For my part, I regard the total abolition of the rights of free movement of EU citizens, just as the total rejection of any future role for the ECJ, as an absurdly doctrinaire objective. Both seem to me to be misconceived as red-line issues and each is profoundly damaging to the prospects of successful Brexit negotiations. Just as the ECJ could play a useful role in resolving future supranational disputes, so too we shall continue to need a great many EU citizens who will wish to come here in the future. We should be trying to attract and encourage them rather than impose restrictions.

Obviously, the continued inclusion of students in the immigration statistics remains a puzzling and profoundly damaging mistake. The noble Lord, Lord Cormack, focused on the issue, and I suspect that the noble Lord, Lord Bilimoria, may do so as well.
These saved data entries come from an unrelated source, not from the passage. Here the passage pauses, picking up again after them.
PR #374, opened 2016-09-26
Implement entity features

aramperes:
Among other things, this aims to implement some missing entity features.
- Shulkers
  - Make them spawnable
  - Save/Load NBT data
  - Send entity metadata values
  - Implement `POSITION` and `OPTPOSITION` data types

---
- Iron Golem & Snowman
  - Make them spawnable via their statue

---
- Wither
  - Make them spawnable via `/summon WitherBoss`
  - Invulnerability state + spawning effect, health regeneration
  - Spawning statue

---
- Guardian
  - Make the Elder guardian state visible via metadata.

---
- Minecarts
  - Implement Rideable, Storage, Furnace, Spawner, Hopper and Explosive minecarts
  - Store inventory for storage & hopper minecarts

---
- Misc
  - Fix `/summon` command from recent changes to spawning API
  - Add tab-completion to `/summon` command
  - Smoothen numerical type compatibility for NBT (e.g. `{Elder:1}` can be accessed as `tag.getByte("Elder");`
  - New _BlockPattern_ "API" - ease-of-use for matching block patterns like entity statues

### DIFF
--- a/src/main/java/net/glowstone/GlowWorld.java
+++ b/src/main/java/net/glowstone/GlowWorld.java
@@ -1225,6 +1225,8 @@ public final class GlowWorld implements World {
                     if (!spawnEvent.isCancelled()) {
                         List<Message> spawnMessage = entity.createSpawnMessage();
                         getRawPlayers().stream().filter(player -> player.canSeeEntity(impl)).forEach(player -> player.getSession().sendAll(spawnMessage.toArray(new Message[spawnMessage.size()])));
+                    } else {
+                        entity.remove();
                     }
                 }
             } catch (NoSuchMethodException e) {
--- a/src/main/java/net/glowstone/GlowWorld.java
+++ b/src/main/java/net/glowstone/GlowWorld.java
@@ -30,6 +30,7 @@ import org.bukkit.block.BlockState;
 import org.bukkit.entity.*;
 import org.bukkit.event.entity.CreatureSpawnEvent;
 import org.bukkit.event.entity.CreatureSpawnEvent.SpawnReason;
+import org.bukkit.event.entity.EntitySpawnEvent;
 import org.bukkit.event.weather.LightningStrikeEvent;
 import org.bukkit.event.weather.ThunderChangeEvent;
 import org.bukkit.event.weather.WeatherChangeEvent;
@@ -1209,7 +1210,7 @@ public final class GlowWorld implements World {
                 Constructor<? extends GlowEntity> constructor = clazz.getConstructor(Location.class);
                 entity = constructor.newInstance(location);
                 if (entity instanceof LivingEntity) {
-                    CreatureSpawnEvent spawnEvent = new CreatureSpawnEvent((LivingEntity) entity, reason);
+                    CreatureSpawnEvent spawnEvent = EventFactory.callEvent(new CreatureSpawnEvent((LivingEntity) entity, reason);
                     if (!spawnEvent.isCancelled()) {
                         entity.createSpawnMessage();
                     } else {
@@ -1217,7 +1218,9 @@ public final class GlowWorld implements World {
                         entity.remove();
                     }
                 } else {
-                    entity.createSpawnMessage();
+                    EntitySpawnEvent spawnEvent = EventFactory.callEvent(new EntitySpawnEvent(entity));
+                    if (!spawnEvent.isCancelled())
+                        entity.createSpawnMessage();
                 }
             } catch (NoSuchMethodException e) {
                 GlowServer.logger.log(Level.WARNING, "Invalid entity spawn: ", e);
--- a/src/main/java/net/glowstone/GlowWorld.java
+++ b/src/main/java/net/glowstone/GlowWorld.java
@@ -1211,23 +1211,18 @@ public final class GlowWorld implements World {
                 Constructor<? extends GlowEntity> constructor = clazz.getConstructor(Location.class);
                 entity = constructor.newInstance(location);
                 GlowEntity impl = entity;
+                EntitySpawnEvent spawnEvent;
                 if (entity instanceof LivingEntity) {
-                    CreatureSpawnEvent spawnEvent = EventFactory.callEvent(new CreatureSpawnEvent((LivingEntity) entity, reason));
-                    if (!spawnEvent.isCancelled()) {
-                        List<Message> spawnMessage = entity.createSpawnMessage();
-                        getRawPlayers().stream().filter(player -> player.canSeeEntity(impl)).forEach(player -> player.getSession().sendAll(spawnMessage.toArray(new Message[spawnMessage.size()])));
-                    } else {
-                        // TODO: separate spawning and construction for better event cancellation
-                        entity.remove();
-                    }
+                    spawnEvent = EventFactory.callEvent(new CreatureSpawnEvent((LivingEntity) entity, reason));
                 } else {
-                    EntitySpawnEvent spawnEvent = EventFactory.callEvent(new EntitySpawnEvent(entity));
-                    if (!spawnEvent.isCancelled()) {
-                        List<Message> spawnMessage = entity.createSpawnMessage();
-                        getRawPlayers().stream().filter(player -> player.canSeeEntity(impl)).forEach(player -> player.getSession().sendAll(spawnMessage.toArray(new Message[spawnMessage.size()])));
-                    } else {
-                        entity.remove();
-                    }
+                    spawnEvent = EventFactory.callEvent(new EntitySpawnEvent(entity));
+                }
+                if (!spawnEvent.isCancelled()) {
+                    List<Message> spawnMessage = entity.createSpawnMessage();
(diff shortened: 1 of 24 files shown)


aramperes:
I'm putting this under review because I think it reached the point which I aimed for. If anyone would like to see something more added, please let me know.

src/main/java/net/glowstone/GlowWorld.java
```diff
@@ -1208,12 +1208,16 @@ public GlowEntity spawn(Location location, Class<? extends GlowEntity> clazz, Sp
             try {
                 Constructor<? extends GlowEntity> constructor = clazz.getConstructor(Location.class);
                 entity = constructor.newInstance(location);
-                CreatureSpawnEvent spawnEvent = new CreatureSpawnEvent((LivingEntity) entity, reason);
-                if (!spawnEvent.isCancelled()) {
-                    entity.createSpawnMessage();
+                if (entity instanceof LivingEntity) {
+                    CreatureSpawnEvent spawnEvent = new CreatureSpawnEvent((LivingEntity) entity, reason);
+                    if (!spawnEvent.isCancelled()) {
+                        entity.createSpawnMessage();
```
mastercoms: I know this was here before, but I'm pretty sure that the spawn message needs to be sent to players that can see the chunk the entity is in.

src/main/java/net/glowstone/entity/meta/MetadataType.java
```diff
@@ -19,8 +19,8 @@
     ITEM(ItemStack.class),
     BOOLEAN(Boolean.class),
     VECTOR(EulerAngle.class),
-    POSITION(Position.class),
```
mastercoms, line 22: What is the reason for this change?

aramperes: Well I'm not really sure why `Position.class` was used here, that class is a utility and is not initializable. Location on the other hand can hold position data, so I think this is the most appropriate type.

[This](https://github.com/GlowstoneMC/Glowstone/pull/374/files/0444a35caece2595b33296ab2faa0d8c55e2a8a7#diff-270aed41c5e1297cb3ddafcfdf4efeebR150) is where the Location data is actually transformed into the correct [format](http://wiki.vg/Protocol#Position).

src/main/java/net/glowstone/GlowWorld.java
aramperes: Hmm yes I will look into that, I think it would be similar to [this](https://github.com/GlowstoneMC/Glowstone/blob/master/src/main/java/net/glowstone/block/entity/TileEntity.java#L43-L46) for TEs?

src/main/java/net/glowstone/entity/meta/MetadataType.java
mastercoms: Would it be appropriate to move the transformation to the Position class?

src/main/java/net/glowstone/GlowWorld.java
mastercoms: Yes

src/main/java/net/glowstone/GlowWorld.java
```diff
@@ -1208,12 +1210,22 @@ public GlowEntity spawn(Location location, Class<? extends GlowEntity> clazz, Sp
...
                 Constructor<? extends GlowEntity> constructor = clazz.getConstructor(Location.class);
                 entity = constructor.newInstance(location);
-                CreatureSpawnEvent spawnEvent = new CreatureSpawnEvent((LivingEntity) entity, reason);
-                if (!spawnEvent.isCancelled()) {
-                    entity.createSpawnMessage();
+                GlowEntity impl = entity;
+                if (entity instanceof LivingEntity) {
+                    CreatureSpawnEvent spawnEvent = EventFactory.callEvent(new CreatureSpawnEvent((LivingEntity) entity, reason));
+                    if (!spawnEvent.isCancelled()) {
+                        List<Message> spawnMessage = entity.createSpawnMessage();
```
mastercoms: Why use `List`, instead of an implementing class like `ArrayList`?

src/main/java/net/glowstone/command/SummonCommand.java
```diff
@@ -83,40 +89,43 @@ public boolean execute(CommandSender sender, String commandLabel, String[] args)
...
+    @Override
+    public List<String> tabComplete(CommandSender sender, String alias, String[] args) throws IllegalArgumentException {
+        Validate.notNull(sender, "Sender cannot be null", new Object[0]);
+        Validate.notNull(args, "Arguments cannot be null", new Object[0]);
+        Validate.notNull(alias, "Alias cannot be null", new Object[0]);
+        if (args.length == 1) {
+            String arg = args[0];
+            ArrayList<String> completion = new ArrayList<>();
+            for (EntityType type : EntityType.values()) {
+                if (!checkSummon(null, type)) {
```
mastercoms: Combine if statement?

src/main/java/net/glowstone/block/blocktype/BlockPumpkin.java
```diff
@@ -0,0 +1,75 @@
...
+
+    private boolean spawnIronGolem(Location location) {
+        if (IRONGOLEM_PATTERN.matches(location, true, 1, 0)) {
+            location.getWorld().spawnEntity(location.clone().subtract(-0.5, 2, -0.5), EntityType.IRON_GOLEM);
+            return true;
+        }
+        return false;
+    }
+
+    private boolean spawnSnowman(Location location) {
```
mastercoms: What is the boolean here used for?

aramperes: I copied the `spawnIronGolem` method and left it there, so it had no usage for snowmen (now removed)

src/main/java/net/glowstone/GlowWorld.java
```diff
@@ -1208,12 +1210,22 @@ public GlowEntity spawn(Location location, Class<? extends GlowEntity> clazz, Sp
...
+                        entity.remove();
+                    }
                 } else {
-                    // TODO: separate spawning and construction for better event cancellation
-                    entity.remove();
+                    EntitySpawnEvent spawnEvent = EventFactory.callEvent(new EntitySpawnEvent(entity));
+                    if (!spawnEvent.isCancelled()) {
+                        List<Message> spawnMessage = entity.createSpawnMessage();
+                        getRawPlayers().stream().filter(player -> player.canSeeEntity(impl)).forEach(player -> player.getSession().sendAll(spawnMessage.toArray(new Message[spawnMessage.size()])));
+                    }
```
mastercoms: Why is there not an `entity.remove()` else branch?

src/main/java/net/glowstone/GlowWorld.java
```diff
@@ -1208,12 +1210,24 @@ public GlowEntity spawn(Location location, Class<? extends GlowEntity> clazz, Sp
...
+                        getRawPlayers().stream().filter(player -> player.canSeeEntity(impl)).forEach(player -> player.getSession().sendAll(spawnMessage.toArray(new Message[spawnMessage.size()])));
+                    } else {
+                        // TODO: separate spawning and construction for better event cancellation
+                        entity.remove();
+                    }
                 } else {
-                    // TODO: separate spawning and construction for better event cancellation
-                    entity.remove();
+                    EntitySpawnEvent spawnEvent = EventFactory.callEvent(new EntitySpawnEvent(entity));
+                    if (!spawnEvent.isCancelled()) {
```
mastercoms: Can the cancel check be merged from both events?

aramperes: Would you like a ternary,

``` java
EntitySpawnEvent spawnEvent = EventFactory.callEvent(entity instanceof LivingEntity ? new CreatureSpawnEvent((LivingEntity) entity, reason) : new EntitySpawnEvent(entity));
```

Or an if-else block,

``` java
EntitySpawnEvent spawnEvent;
if (entity instanceof LivingEntity) {
    spawnEvent = EventFactory.callEvent(new CreatureSpawnEvent((LivingEntity) entity, reason));
} else {
    spawnEvent = EventFactory.callEvent(new EntitySpawnEvent(entity));
}
```

picknchew: An if else block looks much more readable in my opinion.

src/main/java/net/glowstone/net/GlowBufUtils.java
```diff
@@ -144,11 +142,15 @@ public static void writeMetadata(ByteBuf buf, List<Entry> entries) throws IOExce
                     buf.writeFloat((float) Math.toDegrees(angle.getZ()));
                     break;
                 case POSITION:
+                    {
```
mastercoms: What is the purpose of these braces?

aramperes: These two variable names clash together because the case block does not isolate the variable.

``` java
case POSITION:
    BlockVector vector = (BlockVector) value; // Clashes
    buf.writeLong(Position.getPosition(vector));
    break;
case OPTPOSITION:
    if (value != null) {
        BlockVector vector = (BlockVector) value; // Clashes
        buf.writeLong(Position.getPosition(vector));
    }
    break;
```

An alternative solution would be to give a different name... I'm not sure what's the best solution.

But in addition to students, at any rate until some future date when we have trained up and persuaded our own citizens to do these jobs, we need health and care workers, plumbers and builders, workers in the hospitality industry, for crop harvesting and food processing, and so on and so forth.
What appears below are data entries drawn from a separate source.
PR #376, opened 2016-10-24
Fixed dungeons spawning process

VaiTon:
Fixed bugs:
- Chest spawning next to the spawner or next to each other
- Cobblestone ceiling not created

### DIFF
--- a/src/main/java/net/glowstone/generator/structures/GlowDungeon.java
+++ b/src/main/java/net/glowstone/generator/structures/GlowDungeon.java
@@ -141,19 +141,19 @@ public class GlowDungeon extends GlowStructurePiece {
                 if (builder.getBlockState(new Vector(x, 1, z)).getType() == Material.AIR) {
                     BlockFace face = null;
                     int solidBlocksCount = 0;
-                    if (builder.getBlockState(new Vector(x - 1, 1, z)).getType().equals(Material.COBBLESTONE)) {
+                    if (builder.getBlockState(new Vector(x - 1, 1, z)).getType() == Material.COBBLESTONE) {
                         solidBlocksCount++;
                         face = BlockFace.EAST;
                     }
-                    if (builder.getBlockState(new Vector(x + 1, 1, z)).getType().equals(Material.COBBLESTONE)) {
+                    if (builder.getBlockState(new Vector(x + 1, 1, z)).getType() == Material.COBBLESTONE) {
                         solidBlocksCount++;
                         face = BlockFace.WEST;
                     }
-                    if (builder.getBlockState(new Vector(x, 1, z - 1)).getType().equals(Material.COBBLESTONE)) {
+                    if (builder.getBlockState(new Vector(x, 1, z - 1)).getType() == Material.COBBLESTONE) {
                         solidBlocksCount++;
                         face = BlockFace.SOUTH;
                     }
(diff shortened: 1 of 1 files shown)


src/main/java/net/glowstone/generator/structures/GlowDungeon.java
```diff
@@ -141,19 +141,19 @@ public boolean generate(World world, Random random, StructureBoundingBox genBoun
                 if (builder.getBlockState(new Vector(x, 1, z)).getType() == Material.AIR) {
                     BlockFace face = null;
                     int solidBlocksCount = 0;
-                    if (builder.getBlockState(new Vector(x - 1, 1, z)).getType().isSolid()) {
+                    if (builder.getBlockState(new Vector(x - 1, 1, z)).getType().equals(Material.COBBLESTONE)) {
```
mastercoms: does it not also use mossy cobblestone?

src/main/java/net/glowstone/generator/structures/GlowDungeon.java
```diff
@@ -96,9 +96,9 @@ public boolean generate(World world, Random random, StructureBoundingBox genBoun
 
         for (int x = 0; x < sizeX; x++) {
             for (int z = 0; z < sizeZ; z++) {
-                for (int y = HEIGHT - 2; y >= 0; y--) {
+                for (int y = HEIGHT - 1; y >= 0; y--) {
                     BlockState state = builder.getBlockState(new Vector(x, y, z));
-                    if (y > 0 && x > 0 && z > 0 && x < sizeX - 1 && z < sizeZ - 1) {
+                    if (y > 0 && x > 0 && z > 0 && x < sizeX - 1 && y < HEIGHT - 2 && z < sizeZ - 1) {
```
mastercoms: since this is putting air in the room, shouldn't the bounds for y be **1** to HEIGHT - 1?

mastercoms:
Could this PR also get rid of the dungeon generation debug message:

``` java
GlowServer.logger.info("dungeon generated: " + loc.getBlockX() + "," + loc.getBlockY() + "," + loc.getBlockZ());
```

src/main/java/net/glowstone/generator/structures/GlowDungeon.java
VaiTon: No, because to six there are seven iteration, to 6-1 there are six iteration, to 6-2 there are 4 iterations. EDIT: My fault, that's true

src/main/java/net/glowstone/generator/structures/GlowDungeon.java
VaiTon: Not on the walls

VaiTon:
Should I eliminate the message or set the level as DEBUG?

Paulomart:
@VaiTon86 would set it do debug

aramperes (approved):

src/main/java/net/glowstone/generator/structures/GlowDungeon.java
mastercoms: I think using `==` on the Material enum (`getType()` and `Material.COBBLESTONE`) would be better than using the equals() method, which simply just returns `this==other`.

mastercoms (approved):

I recognise and accept the need to place some limited restrictions on the present absolute right to freedom of movement of all EU citizens, not least to reflect the apparent wishes of many—although not all, as the noble Baroness, Lady Jones, has made plain—who voted for Brexit in the referendum. Indeed, the goal of some limited restrictions on free movement now seems to be shared by a number of other EU states and before too long may well come to be accepted within the Union as a whole. By all means let us negotiate towards such a conclusion, but I urge the Government to abandon any absolutist, ideological, confrontational stance on this difficult issue. A high degree of freedom of movement for all EU workers will continue even after Brexit; it will remain an article of faith and a cardinal principle of the Union as a whole, and we shall not achieve a satisfactory future trading deal without recognising and respecting it. It is in that fundamental context that we should now consider this most valuable report.